Particularly devastating to the poor is predatory lending at high interest rates which has become a major problem in low-income urban areas. Much of the already low incomes of the poor and the working poor is paid as interest to providers of payday loans, check cashing, and other financial services.

Chain stores also suck cash out of neighborhoods without replacing it with adequate employment. Inflated rents to usually absentee landlords do the same. The effect on the population of already depressed localities where public assistance programs have been slashed may be devastating.

Also, workers everywhere suffer further as automation displaces them or as jobs are shipped overseas to cheaper labor markets. Again, the burden falls disproportionately on those less fortunate, including those already poor.

Jobs are not available because we buy so many of the goods we need for daily life from countries like China, which uses the dollars they earn to buy Treasury securities that float our out-of-control national debt. This is what is known as “dollar hegemony,” which works directly against our own poor and working classes who are unable to find decent work.

Further, in an advanced mechanized economy, fewer workers are needed to produce the same amount of goods. This should result in a societal “leisure dividend” but instead puts people out of work and forces them to compete for the remaining service economy jobs. There are estimates that by 2030 robots will take over fifty percent of the jobs in the U.S. economy.

Another problem is the shortage or non-existence of low cost credit needed to start and operate small businesses. There is also the escalating cost of higher education and the huge number of loans to students which saddle them with massive amounts of debt even before they start earning a living.

Meanwhile, government is unable to provide funding for meaningful anti-poverty programs because of the enormous interest on the existing national debt, the high cost of borrowing for infrastructure programs at the state and local level, the huge amount of spending on the military machine and the wars in Afghanistan and Iraq, and the already high costs of entitlement programs such as Medicare and Medicaid.

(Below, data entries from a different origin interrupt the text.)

PR #1340, opened 2026-08-04
feat(search): turn the navbar search into a navigation spotlight

aurangzaib048:
Luc's brief: make the search bar the quickest way to navigate anywhere in the app — app functionality (settings, import, …), not just models — with a lean, well-documented implementation that CLAUDE can extend from a JSON. Front-end design left plain; Luc is picking this branch up for that pass.

## The registry is the feature

**`sbomify/apps/core/data/spotlight_destinations.json`** holds every navigable place. Adding a feature to the palette is appending one object — no code change anywhere. The file carries its own header explaining the fields, and `AGENTS.md` now says to add a destination in the same PR as a user-facing feature.

`test_spotlight.py` fails on a `url_name` that does not resolve, so a typo cannot ship as a dead entry. **It caught one on the first run** — `vulnerability_scans` takes a `team_key` — which is exactly the failure mode the test exists for.

## Navigation first, assets last

`spotlight.py` scores title matches above keyword matches, and assets sit on a constant floor *below every destination*: a product literally named "Billing" cannot outrank the billing page for someone typing "billing" (there is a test for precisely that).

Keywords carry the words the UI **does not** use, which is where the value is: `api key` → API tokens, `subscription` → Billing, `logo` → Branding, `invite` → Members, `import` → the upload actions.

Role-gated entries respect the member's role — a guest never sees the tokens tab in the palette, since an entry is itself a hint that a feature exists.

The response keeps the legacy `products`/`components` keys alongside the new flat `results` list, so nothing that reads the old shape breaks.

## Two client bugs the browser testing surfaced

1. **Duplicate section headers** — the renderer emitted a header on every section *change*, so a lower-ranked "Go to" result trailing a settings one produced "Go to" twice. Now grouped once per section, preserving the server's ranking.
2. **Listener accumulation** — every HTMX swap re-bound the handlers to the same input, so after one swap each arrow key moved *two* rows. This predates this PR (the old search stacked listeners too); the palette just made it visible. Guarded with a bound-marker on the element.

## Verification

22 tests (registry integrity, ranking, role visibility, URL building with fragments/query/team args, and the endpoint proving destinations outrank a same-named product). Browser-verified with devtools: synonyms resolve, sections render once each, arrow keys step 0→1→2→3→2, Enter follows the highlighted row, and the tokens entry lands on `#tokens`. ruff, mypy, eslint and tsc clean. No migration.

One thing worth Luc's eye during the design pass: the section labels ("Go to", "Create", "Settings", "Actions", "Your data") live in `spotlight.py` and are the natural place to adjust wording.


vpetersson (changes requested):
Workspace scoping, auth, and XSS escaping all check out, and CI + Copilot are green — but holding on one cleanup:

`_advisory_results` (sbomify/apps/core/views/search.py:294) and `_finding_results` (:323) are defined but never called — the live path goes through `ENTITY_SEARCHES`/`_entity_results`. Ruff doesn't flag unused module-level functions, so this slipped past CI. They also hardcode URL paths (`/security-advisories/{id}/`, `/component/{id}/`) instead of using `reverse()`, which violates the repo's "no dead code" and "never hardcode paths" conventions.

Delete the two dead functions (or wire them up via `reverse()` if they were meant to be used) and I'll re-review.

vpetersson:
Two correctness items worth addressing before merge:

1. **`SearchView.dispatch` masks unauthenticated redirects as empty JSON.** `search.py:31-40` converts any 301/302 with the XHR header into `{"products":[],"components":[],"results":[]}`. `LoginRequiredMixin` returns 302 to the login page for expired sessions, so the client sees "no results" and never learns the session died. The docstring only calls out guests. Either narrow the check (e.g. compare against `reverse("core:workspace_public", ...)`) or return 401 for the login-redirect case.

2. **`role` from the session may be `None`, not `""`.** `search.py:46` calls `current_team.get("role", "")`, but `current_team["role"]` is legitimately `None` in `teams/utils.py:268, 300, 314`. `dict.get(k, default)` returns `None` in that case, which then flows into `search_destinations(role=None)` where the signature is `role: str = ""` (`spotlight.py:98`). Coerce with `current_team.get("role") or ""`.

Also worth noting:

- **No test covers the XHR-from-unauthenticated-user path.** Given #1, that's the exact behaviour most likely to regress silently.
- **`test_a_short_query_returns_the_empty_shape`** asserts exact dict equality against the empty response, which is also what the 401/302 override returns. If dispatch is fixed to distinguish auth-failure from guest, this test needs updating.
- **Entity findings search matches on `advisory_id` only** (`search.py:157`). A user typing a component name gets zero finding rows even though `component.name` is available. If deliberate, worth a comment; otherwise a coverage gap.

Nits:
- `escapeHtml` in `navbar-search.ts:38-42` doesn't escape quotes. Current URLs are safe (from `reverse()` / JSON registry), but any future destination whose `url` contains `"` would break out of `href="…"`. Add `.replace(/"/g, '&quot;')` for defense-in-depth.
- `spotlight.py:126` imports `urllib.parse.urlencode` inside `resolve()`; hoist to module scope.

vpetersson (approved):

The government itself is increasingly poor, due in part to tax cuts for the rich. In fact, conservative commentators have urged that the political right-wing deliberately eviscerate the ability of government to meet social needs, and they are well on their way to doing so.

The dismal state of public finance has led to calls among economists and politicians to reduce spending on entitlements, including Social Security. The Social Security privatization scheme proposed by the Bush administration would shed government responsibility by risking people’s retirement incomes in the stock market.

Social programs for the poor are being cut further in the 2008 federal budget to pay for higher interest costs on the debt and greater military expenditures. Reduced Medicaid expenditures starting in September 2007 may even close many of the nation’s emergency rooms, making health care more expensive and less effective nationally.

While all this is going on, the people who run our financial industry, including the managers and executives of banks, brokerage firms, equity and hedge funds, etc., make millions of dollars a year and live like princes in the midst of an economy that is collapsing around them.

Much of their profits derive from derivatives, leveraged buyouts, and other forms of financial speculation in the gigantic gambling casino known as Wall Street. There are all abuses of the banking system’s fractional reserve lending privileges. This lending is capitalized by government debt, computerized “cash management” practices, and, some allege, laundering of illegal drug profits.

Finally, we may be entering a period of hyperinflation, where the purchasing power of all but the most wealthy is eroding daily. The housing bubble has affected rents along with home prices. The same is happening in commercial real estate. Gasoline prices may soon hit four dollars a gallon. We have already seen a long wave of inflation affecting health care costs. Even food prices are rising rapidly as more corn is diverted to ethanol production.

The government has concealed the real pace of inflation by manipulating the consumer price index in order to avoid increased cost-of-living allowances to retirees. This has been done through substituting lower quality products in the basket of commodities the CPI measures. Inflation is also fed by the ongoing devaluation of the dollar against foreign currencies.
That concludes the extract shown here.